Sara and Maya find Patterns in division, and AnnEmily adds and multiplies fractions
Don had Sara do some division problems the week before her work below. One he gave her was 10 divided by 3, which Don, as usual, talked about sharing 10 cookies between 3 people, using 3x5" cards for cookies (see sample problems from chapter 2 his worksheet book at www.mathman.biz/html/prob2.html ). Sara said each person got 3 cookies with 1 left over. She cut the 1 leftover-cookie into 3 pieces, each 1/3 of the cookie- see the diagram below. So each person received 3+ 1/3 cookies. He also showed her other ways to write a division problem. And Sara had to figure out that when one cuts a cookie into 3 pieces, each piece is 1/3 of the cookie, a key idea! She tried the same problem on a calculator and got 3.3333... Instead of trying to show her how decimals work, Don had the idea of seeing what would happen if she did 10/1, 10/2, 10/3, 10/4, 10/5, 10/6, 10/7, 10/8, 10/9, and 10/10. Don wasn't sure what would happen, but he was almost sure there would be a PATTERN!

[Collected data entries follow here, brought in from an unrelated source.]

PR #925, opened 2020-03-13
png and tiff plugins do not depend on C++ exceptions.

philip-lamb:


src/osgPlugins/rot/ReaderWriterROT.cpp
```diff
@@ -80,7 +80,7 @@ static bool getFilenameAndParams(const std::string& input, std::string& filename
  * This pseudo-loader makes it simple to change the orientation of a saved
  * model by specifying a correcting rotation as part of the filename.
  *
- * Usage: <modelfile.ext>.<rx>,<ry>,<rz>.globe
```
robertosfield: Why this change and why is part of this PR?

src/osgPlugins/trans/ReaderWriterTRANS.cpp
```diff
@@ -81,7 +81,7 @@ static bool getFilenameAndParams(const std::string& input, std::string& filename
  * This pseudo-loader make it simple to change the origin of a saved model
  * by specifying a correcting translation as part of the filename.
  *
- * Usage: <modelfile.ext>.<tx>,<ty>,<tz>.globe
```
robertosfield: Again, what's going on here?

robertosfield:
Could you explain the specific issue you've seen and how to reproduce it, cutting to the chase to "a solution" doesn't help me work out the most appropriate solution for the problem. Thanks.

src/osgPlugins/trans/ReaderWriterTRANS.cpp
philip-lamb: This is correcting what looks like a copy and paste error in the comment describing the usage of the TRANS plugin.

src/osgPlugins/rot/ReaderWriterROT.cpp
philip-lamb: This is correcting what looks like a copy and paste error in the comment describing the usage of the ROT plugin.

openscenegraph:
Thanks for the explanation this helped make sense of the changes.  I've had a look at the png plugin and it does have some throw/catch code but it's safely protected so it's indeed possible to build it without exceptions.  tiff plugin too doesn't have any throw/catch code so will be safe as well.  Comment changes look appropriate as well.

PR #928, opened 2020-03-23
Update LAS plugin to support version 1.4

scttgs0:


openscenegraph:
Thanks for the new plugin version.  I see that you've bundled lots of cmake changes unrelated the LAS plugin changes, could you generate a separate PR for each group of changes so I can review and merge each set separately, and any possible issues we may need to revisit with one batch needn't affect the others.

openscenegraph:
One of the questions that my initial code reviewer popped up was the adoption of find_package() instead of INCLUDE(FindPkgConfig OPTIONAL).  I prefer the find_package() usage, but I don't yet know if this will break the build for users with older versions of CMake.  

I have had a look at the cmake online docs but haven't found an answer to what the minimum cmake version is for it.  The OSG currently requires a minimum of 2.8.0.

PR #930, opened 2020-03-23
Improve PkgConfig usage

scttgs0:
Including FindPkgConfig directly into scripts is not a recommended practice.
Doing so will cause CMake to complain with a warning.
Replaced with find_package(PkgConfig QUIET)

### DIFF
--- a/CMakeModules/FindGTA.cmake
+++ b/CMakeModules/FindGTA.cmake
@@ -8,14 +8,10 @@
 # correspond to the ./configure --prefix=$GTA_DIR
 # used in building libgta.
 
-INCLUDE(FindPkgConfig OPTIONAL)
+find_package(PkgConfig QUIET)
 
 IF(PKG_CONFIG_FOUND)
-
-    INCLUDE(FindPkgConfig)
-
     PKG_CHECK_MODULES(GTA gta)
-
 ENDIF(PKG_CONFIG_FOUND)
 
 IF(NOT GTA_FOUND)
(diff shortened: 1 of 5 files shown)


robertosfield:
Do you know if CMake 2.8.0 supports find_package()?  If so then this PR should be safe, if not we'll need to make a decision on whether to up the CMake requirements of the OSG, or provide some alternative approach that can work with CMake 2.8.0.  

FYI, I want to avoid adding extra build constraints on users unless it's really required.

scttgs0:
It does.
[find_package](https://cmake.org/cmake/help/v2.8.0/cmake.html#command:find_package)

CMake 2.8.0 is very old.  I recommend upgrading to 3.0 as a minimum.  Considering that the purpose of CMake is to make building open source software easy, having such an old version of CMake isn't really helpful for the users.  Unfortunately, many just use the version within their distro package manager without realizing how easy it is to keep CMake current.  i.e. building CMake from source is very simple.  Downloading the latest package from their website is even easier.

robertosfield:
Thanks for looking it up, I did a quick search on find_package and didn't find any mention of when it was introduced.

As for forcing update to new version.  For OSG master I'm more open to it. For OSG-3.6 I'd rather avoid breaking anything and any new change can potentially break the build, but as people don't all respond to my calls for testing it can be many months or even years before you find out you broke the build for people.

W.r.t. using different tool versions, some groups have locked down developer environments are have strict rules on what tools they can use and what versions. It's a nightmare for them just to keep their systems functioning.  It's crazy for them but that's the constraints they live within.

PR #933, opened 2020-03-24
Add RenderLeafCallback to give consumers an oppertunity to manage glo…

EricStancliff:
…bal uniforms at draw time.

### DIFF
--- a/include/osgUtil/CullVisitor
+++ b/include/osgUtil/CullVisitor
@@ -326,6 +326,10 @@ class OSGUTIL_EXPORT CullVisitor : public osg::NodeVisitor, public osg::CullStac
         osg::RenderInfo& getRenderInfo() { return _renderInfo; }
         const osg::RenderInfo& getRenderInfo() const { return _renderInfo; }
 
+        /** Provide a callback to be invoked during the render stages.  Provides an oppertunity to update custom per-context uniforms. */
+        void setRenderLeafCallback(osg::ref_ptr<RenderLeafCallback> renderLeafCallback) { _renderLeafCallback = renderLeafCallback; }
+        osg::ref_ptr<RenderLeafCallback> getRenderLeafCallback() const { return _renderLeafCallback; }
+
     protected:
 
         virtual ~CullVisitor();
@@ -419,6 +423,8 @@ class OSGUTIL_EXPORT CullVisitor : public osg::NodeVisitor, public osg::CullStac
         DistanceMatrixDrawableMap                                  _farPlaneCandidateMap;
 
         osg::ref_ptr<Identifier> _identifier;
+
+        osg::ref_ptr<RenderLeafCallback> _renderLeafCallback;
 };
 
 inline void CullVisitor::addDrawable(osg::Drawable* drawable,osg::RefMatrix* matrix)
@@ -474,13 +480,13 @@ inline RenderLeaf* CullVisitor::createOrReuseRenderLeaf(osg::Drawable* drawable,
     if (_currentReuseRenderLeafIndex<_reuseRenderLeafList.size())
     {
         RenderLeaf* renderleaf = _reuseRenderLeafList[_currentReuseRenderLeafIndex++].get();
-        renderleaf->set(drawable,projection,matrix,depth,_traversalOrderNumber++);
+        renderleaf->set(drawable,projection,matrix,depth,_traversalOrderNumber++, _renderLeafCallback);
         return renderleaf;
     }
 
 
     // Otherwise need to create new renderleaf.
-    RenderLeaf* renderleaf = new RenderLeaf(drawable,projection,matrix,depth,_traversalOrderNumber++);
+    RenderLeaf* renderleaf = new RenderLeaf(drawable,projection,matrix,depth,_traversalOrderNumber++, _renderLeafCallback);
     _reuseRenderLeafList.push_back(renderleaf);
 
     ++_currentReuseRenderLeafIndex;
--- a/include/osgUtil/RenderLeaf
+++ b/include/osgUtil/RenderLeaf
@@ -27,6 +27,7 @@ namespace osgUtil {
 
 // Forward declare StateGraph
 class StateGraph;
+class RenderLeafCallback;
 
 /** Container class for all data required for rendering of drawables.
   */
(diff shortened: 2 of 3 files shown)


mp3butcher:
I don't follow your reasoning... please could you give us a usage scenario?

EricStancliff:
Sure.  I was implementing several shaders that required the ModelView matrix with double precision, as well as some lighting parameters.  Rather than in every drawable implementation, adding uniforms for the same thing to the stateset, I wanted to have a set of "global uniforms" that I could also promise consumers of my SDK would be available in any shaders they may write in my pipeline.  It's essentially extensibility for the "osg_*" set of uniforms.  Below is a reduced version of what I've implemented in my application:

    class GMUniforms : public osgUtil::RenderLeafCallback
    {
    public:
        enum UNIFORM_TYPE
        {
            PROJECTION = 0,
            MODELVIEW,
            MVP,
            LIGHTPOS,
            EYEPOS,
            LIGHTCOLOR,
            LIGHTENABLED
        };

        GMUniforms() {
            std::get<PROJECTION>(m_uniforms) = new osg::Uniform(osg::Uniform::DOUBLE_MAT4, "GM_ProjectionMatrixD");
            std::get<MODELVIEW>(m_uniforms) = new osg::Uniform(osg::Uniform::DOUBLE_MAT4, "GM_ModelViewMatrixD");
            std::get<MVP>(m_uniforms) = new osg::Uniform(osg::Uniform::DOUBLE_MAT4, "GM_ModelViewProjectionMatrixD");
            std::get<LIGHTPOS>(m_uniforms) = new osg::Uniform(osg::Uniform::FLOAT_VEC3, "GM_LightPosition");
            std::get<EYEPOS>(m_uniforms) = new osg::Uniform(osg::Uniform::FLOAT_VEC3, "GM_EyePosition");
            std::get<LIGHTCOLOR>(m_uniforms) = new osg::Uniform(osg::Uniform::FLOAT_VEC4, "GM_LightColor");
            std::get<LIGHTENABLED>(m_uniforms) = new osg::Uniform(osg::Uniform::BOOL, "GM_LightEnabled");
        }
        ~GMUniforms() = default;

        osg::ref_ptr<osg::Uniform> getUniform(UNIFORM_TYPE type) const
        {
            return m_uniforms.at(type);
        }

        virtual void run(const osgUtil::RenderLeaf& renderLeaf, osg::RenderInfo& renderInfo) override
        {
            if (!renderInfo.getState() || !renderInfo.getCurrentCamera() || !renderInfo.getState()->getLastAppliedProgramObject())
                return;

            getUniform(PROJECTION)->set(renderInfo.getState()->getProjectionMatrix());
            getUniform(MODELVIEW)->set(renderInfo.getState()->getModelViewMatrix());
            getUniform(MVP)->set(renderInfo.getState()->getModelViewMatrix() * renderInfo.getState()->getProjectionMatrix());
           
            bool lightEnabled = renderInfo.getState()->getLastAppliedMode(GL_LIGHTING);
            if (lightEnabled && renderInfo.getView() && renderInfo.getView()->getLight())
            {
                osg::Vec4 lightPos4 = renderInfo.getView()->getLight()->getPosition();
                osg::Vec3 lightPos = osg::Vec3(lightPos4.x(), lightPos4.y(), lightPos4.z());
                lightPos = lightPos * renderInfo.getCurrentCamera()->getInverseViewMatrix();
                getUniform(LIGHTPOS)->set(lightPos);
                getUniform(LIGHTCOLOR)->set(renderInfo.getView()->getLight()->getDiffuse());
                getUniform(EYEPOS)->set((osg::Vec3)renderInfo.getCurrentCamera()->getInverseViewMatrix().getTrans());
            }
            getUniform(LIGHTENABLED)->set(lightEnabled);

            for (auto&& uniform : m_uniforms)
                renderInfo.getState()->getLastAppliedProgramObject()->apply(*uniform);
        }

    private:
       std::array<osg::ref_ptr<osg::Uniform>, LIGHTENABLED + 1> m_uniforms;

    };

mp3butcher:
I don't understand why you don't use a drawcallback on your geometry to do that?

EricStancliff:
The same reasons the OSG source doesn't update the "osg_ModelViewProjectionMatrix" uniform in the drawable implementation - Less overhead, less code repeat, and cleaner per-context implementation.

EricStancliff:
I see you added "(or subclass them)" to your explanation, which was considered, but unfortunately I'm working with a very large codebase (>1mSLOC) and refactoring all existing geometries would be a huge task.  Also, in order to avoid newing up a list of uniforms for each geometry per each context (MVP is different in each view, we can have many), it would involve some nasty implementation of a mutexed static map of contextId to uniform list.  I really just wanted to add/modify the existing "osg_*" uniforms, and followed that as the example.

openscenegraph:
I am closing this PR as it's a *really* bad for performance.  It's damage performance for ALL users for the benefit of obscure usage case that is likely better solved in other means anyway.  You absolutely don't add extra work to inner loops like RenderLeaf unless it's absolutely essential.

If you want to discuss the challenges you are trying to tackle then please raise a topic for disucssion on the osg-users googlegroup.

EricStancliff:
How is it bad for performance for everyone?  If you don't set the callback, it does literally nothing.  And if you shouldn't be doing things there, then why are you updating the osg_* variables there?  Clearly trying to tackle the same challenges I was. 

Managing a default set of available uniforms isn't obscure in OpenGL, that's why they got rid of the gl_ModelViewProjectionMatrix variable, and why you provide the 4 defaults.  It's reasonable to want to extend these.

mp3butcher:
You clearly don't understand the history of OpenGL and so on the difficulty to maintain osg across the time.
OpenGL Api was derived from a monopolistic api belonging to SGI. That's the reason of the fixed pipeline maintenance and the original purpose of the gl_* uniforms.

openscenegraph:
On Tue, 24 Mar 2020 at 21:42, EricStancliff <notifications@github.com>
wrote:

> How is it bad for performance for everyone? If you don't set the callback,
> it does literally nothing.
>
You have much to learn about programming.

Every if statement and data member we add adds both branching, cache and
bandwidt load, ones on inner loops are critical.  You might not see it if
you see has 10 objects in it, but if it has 10,000 or 100,000 then the
performance cost will be felt.

And if you shouldn't be doing things there, then why are you updating the
> osg_* variables there? Clearly trying to tackle the same challenges I was.
>
The osg_ uniforms exist for GLSL because OpenGL has evolved from providing
gl_ builtins to not providing them.


> Managing a default set of available uniforms isn't obscure in OpenGL,
> that's why they got rid of the gl_ModelViewProjectionMatrix variable, and
> why you provide the 4 defaults. It's reasonable to want to extend these.
>
The osg allows you to provide your own uiniforms via osg::StateSet.  This
is the standard way to extend things in the OSG.

You earlier cited precision of modelview as the reason for wanting to
providing your own variants.  This suggest to me that you probably aren't
aware of other techniques for avoid precision issues.  Plenty of people use
the OSG for GIS systems, it's designed speciifically to handle precisions
issues associated with very large whole earth or larger systems.  Please
check the osg-users archives for the discussions how to tackle it.  If you
want ask you own question about how do you do what you want to.  Please
explain at a high level problem not the low level solution that you have
adopted so far.

EricStancliff:
I considered the added branching and decided there were already plenty in that call.  I'm also aware that making an average transform to put world points under will solve the precision issue.  I wanted to preserve the ability of my users to add shapes in world space, while leaving the door open for default implementation of lighting/material uniforms.

I think for now I'll add a method to my view implementation and tell my users to call that method in their draw callbacks to populate uniforms where needed.

Thanks for the insight.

After finishing 10/7, her time had run out, but Sara insisted on finishing the last 3. When we got to 10/9 below, Don asked Sara if there was a Pattern in here:
Sara saw that going from right to left, the top numbers in the fractions got bigger by 1 and the bottom number got smaller by 1!! Now Don had never seen this before, in 54 years of teaching! Then when they got to 10/5 = 2 the pattern wasn't there; so they changed the remaining answers to 1 and something. The 10/5 = 2 = 1 5/5, then it fit in the pattern! After a lot of work in renaming numbers by Sara, even knowing what the answers would look like from the pattern, the final results ended up looking like this:
Maya's work dividing 9 by different numbers
This shows the power of PATTERNS in mathematics! It also shows Don's willingness to try new things, his fearlessness, and his being excited about the unknown and what will happen. Normally Don aims for students finding different ways to solve a problem; for example, if one shares 10 cookies between 3 people, a student might share 3 each, then cut the left-over cookie into 4 pieces, each getting 1/4, then cutting the left-over 1/4 into 3 pieces, each 1/12, so each person would get 3 + 1/4 + 1/12 (which is equivalent to 3+1/3 which Sara ended up with above). OR students, sharing when they can, then cut left-over pieces into 2 equal pieces every time, and end up with an infinite series 3 + 0/2 + 1/4 + 0/8 + 1/16 + 0/32 + ... which is also equal to 3 1/3!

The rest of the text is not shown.